Burberry customers are greeted by a chatbot on its Facebook messenger site; H&M communicates with customers via messaging app Kik, which uses a bot; and a number of retailers’ ecommerce platforms guide shoppers through the browsing process using AI-driven microsites backed up by a chatbot agent.

For example, Shop Direct (multi-brand online retailer) takes it a step further and is collaborating with IBM Watson in order to create AI chatbot able to exercise sentiment analysis to disclose shopper's mood, on the grounds of message tone and word usage. Such an approach is aimed to help customer service support to free its workforce from recurring duties and focusing directly on interactions that do help customers.

We see a growing number of companies are gaining insight on developing fashion bots acting as virtual assistants for efficient visual search. 

Intelligent recommendations



Since not long after 
ecommerce began to take off, retailers have been offering suggestions to shoppers based on previous purchases. AI takes this to another level.
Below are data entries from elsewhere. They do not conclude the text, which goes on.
PR #218, opened 2016-07-07
USGS Harvester & Normalizer

caseyrollins:


caseyrollins:
@chrisseto 🍭

providers/gov/usgs/normalizer.py
```diff
@@ -0,0 +1,82 @@
...
+
+
+class Person(Parser):
+    given_name = Maybe(ctx, 'given')
+    family_name = ctx.family
+
+
+class Contributor(Parser):
+    order_cited = ctx('index')
+    cited_name = Join(Concat(Maybe(ctx, 'given'), ctx.family), ' ')
```
chrisseto: `joiner=' '`?

providers/gov/usgs/normalizer.py
```diff
@@ -0,0 +1,82 @@
...
+class ThroughLinks(Parser):
+    link = Delegate(Link, ctx)
+
+
+class Publisher(Parser):
+    name = ctx
+
+
+class Association(Parser):
+    pass
```
chrisseto: do da thing

caseyrollins:
@chrisseto updated 🍸

providers/gov/usgs/harvester.py
```diff
@@ -1,5 +1,33 @@
...
 
 class USGSHarvester(Harvester):
-    pass
+    url = 'https://pubs.er.usgs.gov/pubs-services/publication'
+
+    def do_harvest(self, start_date, end_date):
+        end_date = end_date.date()
+        start_date = start_date.date()
+
+        days_back = (end_date - start_date).days
```
chrisseto: This a bit odd to do, if I run this harvester from 2014 - 2015 it would end up collecting data from 2016.
There should probably be a check that start date is today.

providers/gov/usgs/harvester.py
```diff
@@ -1,5 +1,33 @@
...
+            'mod_x_days': days_back,
+        }).url)
+
+        records = resp.json()['records']
+        page = 1
+
+        while records:
+            for record in records:
+                record_id = record['id']
+                yield(record_id, record)
```
chrisseto: space between `yield` and `(`

caseyrollins:
@chrisseto Updated this harvester ☕

providers/gov/usgs/harvester.py
```diff
@@ -1,5 +1,42 @@
...
+        end_date = end_date.date()
+        start_date = start_date.date()
+
+        end_days_back = (today - end_date).days
+        start_days_back = (today - start_date).days
+
+        # The USGS API does not support date ranges
+        for days_back in range(end_days_back, start_days_back):
+            page = 1
+            resp = self.requests.get(furl(self.url).set(query_params={
```
chrisseto: Sorry to be nitpicky here, but could you refactor this to be a bit more DRY?
It's kinda sucky to do because of python's lack of do while loops but it leads to better maintainability. 
[This SO post](https://stackoverflow.com/questions/743164/emulate-a-do-while-loop-in-python) is the best way I've come across to get psuedo do whiles

providers/gov/usgs/normalizer.py
```diff
@@ -0,0 +1,82 @@
...
+
+    def format_doi_as_url(self, doi):
+        return format_doi_as_url(self, doi)
+
+    def format_usgs_id_as_url(self, id):
+        return 'https://pubs.er.usgs.gov/publication/{}'.format(id)
+
+    def get_links(self, links):
+        for link in links:
+            return link.get('url')
```
chrisseto: This will only return the first link, is that intended?

providers/gov/usgs/normalizer.py
```diff
@@ -0,0 +1,82 @@
...
+
+
+class Link(Parser):
+    url = ctx
+    type = RunPython('get_link_type', ctx)
+
+    def get_link_type(self, link):
+        if 'dx.doi.org' in link:
+            return 'doi'
+        elif 'usgs.gov' in link:
```
chrisseto: If you have `return`s in your `if` statements don't use `else` or `elif`

Excerpt from [Effective Go](https://golang.org/doc/effective_go.html#if)

> In the Go libraries, you'll find that when an if statement doesn't flow into the next statement—that is, the body ends in break, continue, goto, or return—the unnecessary else is omitted.

caseyrollins:
@chrisseto 🔙

providers/gov/usgs/normalizer.py
```diff
@@ -0,0 +1,81 @@
...
+    name = ctx
+
+
+class Association(Parser):
+    entity = Delegate(Publisher, ctx)
+
+
+class CreativeWork(Parser):
+
+    def format_doi_as_url(self, doi):
```
chrisseto: Methods should be defined below class level variables.

```python

class MyClass
    class_level_var = 1

    @classmethod
    def my_class_method(cls):
        pass

    @property
    def my_property(self):
        return 'things'

    def __init__(self, *args):
        self.instance_var = args

    def my_method(self, arg):
        pass

```

caseyrollins:
@chrisseto 🌜

providers/gov/usgs/harvester.py
```diff
@@ -1,5 +1,46 @@
...
+            page_size = 100
+
+            while True:
+                resp = self.requests.get(furl(self.url).set(query_params={
+                    'mod_x_days': days_back + 1,
+                    'page_number': page,
+                    'page_size': page_size
+                }).url)
+
+                print(furl(self.url).set(query_params={
```
chrisseto: Please remove this print

chrisseto:
@caseyrollins🌛

caseyrollins:
@chrisseto 🌜

PR #219, opened 2016-07-08
LWBIN Harvester & Normalizer

caseyrollins:


caseyrollins:
@chrisseto 👠

providers/ca/lwbin/harvester.py
```diff
@@ -2,4 +2,13 @@
...
 class LWBINHarvester(Harvester):
-    pass
+    # LWBIN does not have an HTTPS URL
+    url = 'http://130.179.67.140/api/3/action/current_package_list_with_resources'
+
+    def do_harvest(self, start_date, end_date):
+        # Searching by time is not permitted by the LWBIN CKAN API. All records must be scanned each time.
+        response = self.requests.get(self.url)
+        records = response.json()['result']
+        for record in records:
```
chrisseto: How many records are there are we talking about here?

providers/ca/lwbin/harvester.py
```diff
@@ -2,4 +2,13 @@
...
+            record_id = record['id']
+            yield(record_id, record)
```
chrisseto: space between `yield` and `(`

providers/ca/lwbin/harvester.py
caseyrollins: ~60

caseyrollins:
@chrisseto updated 🎱

providers/ca/lwbin/harvester.py
chrisseto: Could you add in pagination support?
> Return a list of the site's datasets (packages) and their resources. The list is sorted most-recently-modified first. :param limit: if given, the list of datasets will be broken into pages of at most ``limit`` datasets per page and only one page will be returned at a time (optional) :type limit: int :param offset: when ``limit`` is given, the offset to start returning packages from :type offset: int :param page: when ``limit`` is given, which page to return, Deprecated use ``offset`` :type page: int :rtype: list of dictionaries 

It looks like you can provide `limit` and `page`. if `len(results) == limit`  then there is another page.

caseyrollins:
@chrisseto 🌜

PR #221, opened 2016-07-08
ParseLanguage Link

caseyrollins:
- Parses languages to their ISO language codes.
- Update language field for SciTech normalizer and OAI normalizer.


caseyrollins:
@chrisseto ISO codes 🌸

PR #223, opened 2016-07-08
NODC OAI

caseyrollins:
NODC is actually an OAI provider.


chrisseto:
@caseyrollins Could you remove the original harvester stub?

caseyrollins:
@chrisseto Removed 💯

Using AI to process a variety of data about the customer, from the usual characteristics such as height and weight to more specific details such as where in the world they’re off to, North Face offers shoppers gear customised for each trip. North Face is using IBM's Watson AI to make intelligent recommendations to shoppers.

Image recognition to detect trend

Several companies these days are trying to use AI for predicting future fashion trends. One o them is Amazon. 

Seems like that Amazon has turned focus toward fashion. The company has recently announced quite a few new fashion-related initiatives, among them fashion service, new brands and more. Amazon has also been employing its AI and machine learning together with fashion.

In an effort to personalize the online clothes shopping experience to the maximum extent, Amazon launched own in-house clothing line, Prime Wardrobe (service bringing the fitting room to your), built Echo Look (hands-free camera and style assistant) during the past few years.

The e-commerce conglomerate has quietly revealed a radical new algorithmic approach to fashion, aimed at spotting fashion trends and, eventually, shaping them. The new system will analyze posts in social media with limited information they offer (like clothing tags or labels) in order to determine what is fashionable just now or will be soon. Having obtained the data and analysis, new Amazon’s AI fashion designer theoretically would be capable of pushing more fashionable apparel brands to the front of its giantlike e-commerce marketplace.

MIT Technology Review surveyed scientists and found out they are pretty skeptical of Amazon’s AI’s ability to divine fashion trends whenever in the measurable future. According to scientists, human clothing designers should still handle the bulk of the responsibility, though being assisted by fashion AI if need be. 
So, Amazon is hungry for its share of the apparel market and its latest development—an AI fashion designer—could accelerate its dominance in the sector.

Amazon isn’t the only one working in developing fashion AI systems able to predict style trends. Scientists at the National University of Taiwan built an AI system able to comb through images and identify and classify styles accurately and then anticipate what will be fashionable in the following season.


Lots of companies are heavily diving into AI lately, assuming that advanced AI algorithm can be the new answer to enhance efficiency and accuracy for personalization in fashion ecommerce. 
As leading brands set the tone with the use of AI, we would expect consumers to grow accustomed to these features overtime and for the field to grow increasingly competitive as AI is more widely implemented.